About the Job: In full growth, particularly internationally, we are looking for new collaborators to join our fabulous team! A young but experienced, dynamic and complementary team: a resolutely start-up spirit! Real job and career opportunities A friendly atmosphere and a climate of trust that promotes autonomy and challenge!”
Responsibilities:
- Responsible for the capture of massive data on the web and mobile terminals, and the design of architectures such as extraction, deduplication, classification, clustering, and filtering;
- Responsible for the design and development of distributed web crawlers, able to independently solve various problems encountered in the actual development process;
- Responsible for the research and development of web page information extraction technology algorithms to improve the efficiency and quality of data capture;
- Responsible for the analysis and warehousing of crawled data, monitoring of the crawler system and abnormal alarms;
- Responsible for designing and developing data collection strategies and anti-shielding rules to improve the efficiency and quality of data collection;
- Responsible for the design and development of core algorithms according to the system data processing flow and business function requirements;
Qualifications:
- Proficient in Python language, familiar with one or more of the commonly used crawler frameworks, such as Scrapy framework or other Web scraping frameworks, with independent development experience.
- Have 1+ years of experience
- Familiar with vertical search crawlers and distributed web crawlers, deeply understand the principles of web crawlers, have rich experience in data crawling, parsing, cleaning, and storage related projects, and master anti-crawler technology and breakthrough solutions.
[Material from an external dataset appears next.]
PR #689, opened 2018-11-12
Pushing version check

### LINKED ISSUE #688: SAGA does not create `-N` flag on SLURM
The `-N` flag is not set on the SLURM adaptor all the time. It is only setup for version `17.11.5`. I propose to setup it up for any version that is larger than that.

- Master the basic operation of linux,
- Experience in distributed crawler architecture design, IP farms and proxy is preferred.
- A solid foundation in data structure and algorithms is preferred.
- Familiar with common data storage and various data processing technologies are preferred.
- Familiar with commonly used frameworks such as ssh, multi-threading, network communication programming related knowledge.
- Familiar with at least one RDBMS and non-structure DB technologies.
- Hands-on experience for crawling any eCommerce platform is a big plus.